Showing posts with label Mahvish Khan. Show all posts
Showing posts with label Mahvish Khan. Show all posts

Sunday, January 24, 2010

Guantanamo Follow-up

Following up on our very recent discussion of Mahvish Khan's My Guantanamo Diary, we have a new look at the The Guantánamo “Suicides” from Scott Horton of Harper's. Reaction from Glenn Greenwald (Salon) and Dahlia Lithwick (Slate),

The fact that three Guantanamo prisoners—none of whom had any links to terrorism and two of whom had already been cleared for release—may have been killed there and the deaths covered up, should be front-page news. That brand-new evidence of this possible atrocity from military guards was given only the most cursory investigation by the Obama administration should warrant some kind of blowback. But changing what we allow ourselves to believe about torture would change the way we have reconciled ourselves to torture. Nobody in this country is prepared to do that. So we have opted to ignore it.
Don't to forget to check out fresh action opportunities on Guantanamo closure from the ACLU Amnesty!

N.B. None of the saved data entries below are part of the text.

Issue #790, opened 2026-07-22
kuml: switch candidate distribution from PLATFORM_SPECIFIC to UNIVERSAL


betschwa:
## Context

`kuml` was registered as a `PLATFORM_SPECIFIC` candidate in #782, with version `0.20.5` published in #785 across five platform-specific archives, each bundling its own jlink JRE (~56 MB extra per platform).

We've since reworked kuml's release pipeline to drop that bundled JRE for the SDKMAN! channel specifically, matching how the other JVM-ecosystem candidates here (`kotlin`, `gradle`, `scala`, `kotlin-toolchain`, ...) are distributed: one `UNIVERSAL` archive, relying on the user's own active `sdk use java` instead of duplicating a runtime SDKMAN! already manages. Chocolatey/Homebrew/direct-download keep their self-contained bundled-JRE builds unchanged — this is only about the SDKMAN! channel.

## What we'd like to do

Switch the already-live `kuml` candidate's `distribution` from `PLATFORM_SPECIFIC` to `UNIVERSAL`, and drop the existing `0.20.5` platform-specific version entries (mixing distribution schemes for one candidate isn't something the client supports, as far as we can tell). Future versions would be published as `UNIVERSAL` archives by our release pipeline once vendor onboarding (`SDKMAN_CONSUMER_KEY`/`SDKMAN_CONSUMER_TOKEN`) is complete.

We've drafted the migration on a branch: [`feature/kuml-switch-to-universal`](https://github.com/betschwa/sdkman-db-migrations/tree/feature/kuml-switch-to-universal) — a new changeset (`order = "003"`) that calls a new `setCandidateDistribution` helper (mirroring the existing `setCandidateDefault` pattern) and `removeAllVersions("kuml")`.

## Why we're opening an issue instead of a PR

We couldn't find any precedent in this repo's history for changing an already-*live* candidate's distribution type. The one prior "Change distribution type" commit (`befcef6`, on `ConnorMigration.scala`) landed 3 minutes after that candidate's initial insert in the same session — effectively a same-PR correction before the changeset ever ran against production, not a post-launch migration.

Before we open a PR, we wanted to check with maintainers:

1. Is switching an already-registered candidate's `distribution` field via a follow-up changeset (`Updates.set` on the existing document) the right/supported way to do this, or does a distribution-type change need to happen differently (e.g. manual intervention on your side)?
[...]

PR #791, opened 2026-07-23
Switch kuml candidate to UNIVERSAL distribution

betschwa:
kUML's SDKMAN! release no longer bundles a per-platform jlink JRE (see kuml-dev/kUML's new `:kuml-cli:universalDist` Gradle task): SDKMAN!'s whole purpose is JDK version management via `sdk use java`, so shipping a ~56 MB runtime five times over duplicated something the channel already manages — matching the shape every other JVM candidate here uses (`kotlin`, `gradle`, `scala`, `kotlin-toolchain`, …).

This adds changeset `003_kuml_switch_to_universal`, which removes the existing `kuml` candidate and its `0.20.5` platform-specific version entries, then recreates the candidate with `distribution = "UNIVERSAL"` — per @chloe41427's guidance in #790: delete + recreate rather than mutating the `distribution` field in place, since `removeCandidate`/`removeAllVersions` already exist and a one-off setter isn't needed.

Anyone with `0.20.5` already installed locally keeps that install untouched — this only changes what the API serves going forward. Future versions will be published as `UNIVERSAL` archives by kUML's release pipeline once vendor onboarding completes.

Closes the discussion in #790.

### DIFF
--- a/src/main/scala/io/sdkman/changelogs/KumlMigrations.scala
+++ b/src/main/scala/io/sdkman/changelogs/KumlMigrations.scala
@@ -56,4 +56,23 @@ class KumlMigrations {
     ).validate().insert()
     setCandidateDefault("kuml", "0.20.5")
   }
+
+  // kUML's SDKMAN! release pipeline no longer bundles a per-platform jlink JRE
+  // (see kuml-dev/kUML's `:kuml-cli:universalDist` Gradle task): SDKMAN!'s
+  // whole purpose is JDK version management via `sdk use java`, so shipping
+  // our own runtime five times over duplicated something the channel already
+  // manages. Switches the existing candidate from PLATFORM_SPECIFIC to
+  // UNIVERSAL and drops the now-inconsistent platform-specific 0.20.5
+  // entries (mixing distribution schemes for one candidate isn't supported).
+  // Future versions are UNIVERSAL archives published by the release
+  // pipeline's `sdkman-release` job once vendor onboarding completes.
+  @ChangeSet(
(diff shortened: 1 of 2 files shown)


src/main/scala/io/sdkman/changelogs/KumlMigrations.scala
```diff
@@ -56,4 +56,36 @@ class KumlMigrations {
...
+  // our own runtime five times over duplicated something the channel already
+  // manages. Per maintainer guidance on #790, a candidate hopping
+  // distribution schemes is removed and recreated fresh rather than
+  // mutating the `distribution` field in place; the now-inconsistent
+  // platform-specific 0.20.5 entries go with it (mixing distribution
+  // schemes for one candidate isn't supported). Anyone with 0.20.5 already
+  // installed locally keeps that install untouched — this only changes
+  // what the API serves going forward. Future versions are UNIVERSAL
+  // archives published by the release pipeline's `sdkman-release` job once
+  // vendor onboarding completes.
```
marc0der: Can we please drop this AI-generated fluff?

marc0der (dismissed):

src/main/scala/io/sdkman/changelogs/KumlMigrations.scala
betschwa: Removed in 4020cab — you're right, the rationale already lives in the PR description and none of the other changesets here carry that kind of comment. Thanks for the catch.

marc0der (approved):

Update:  Via Human Rights Now,  here's how Amnesty is responding,
Yesterday, Amnesty International wrote formally to US Attorney General Eric Holder urging him to:
1) Release unredacted copies of the NCIS and SOUTHCOM investigations into the incident;
2) Publish the Department of Justice’s investigation of Sgt. Hickman’s allegations;
3) Reveal the purpose of the facility Hickman labeled ‘Camp No’; and
4) Publish any materials relating to the abuse of a fourth detainee, Shaker Aamer, reported to have taken place in Camp Echo on the same day.
  

Friday, January 15, 2010

Our January Author: Mahvish Khan

Mahvish Khan, author of this month's selection, My Guantanamo Diary: The Detainees and the Stories They Told Me, has her own website: Mahvish. You'll find pictures from Guantanamo, Afghanistan and the detainees and their families there. Guantanamo is a popular place for photo essayists. See also these provocative photo collections from TIME, Edmund Clark at lens culture and more from the Boston Globe.

Video of talks given by Khan are available from Authors@Google and ForaTV.




To follow up on the status of prisoners mentioned in the book or others you may have read about or written an Amnesty action on behalf of, you can consult the NYT's Guantánamo Docket. The Washington Post has a Guantanamo Bay Timeline that could be useful as well. Two of the NGO's featured prominently in the book are the Center for Constitutional Rights and Reprieve. CCR runs down all the Supreme Court cases concerning Guantanamo inmates and Reprieve does a good job of featuring the stories of their various detainee clients. Reprieve's director, Clive Stafford Smith wrote in the LATimes in 2007,
In more than 20 years trying death-penalty cases, I have visited all the worst prisons in the Deep South, yet none compares to Camp Six here. To the military, this tribute to Halliburton's profiteering is state-of-the-art; to the human being, it is simply inhumane.
The ACLU is always a worth a look too: Close Gitmo & End Military Commissions. And of course, you should check out Amnesty International USA's Counter Terror with Justice page, especially the current actions on behalf of detainees.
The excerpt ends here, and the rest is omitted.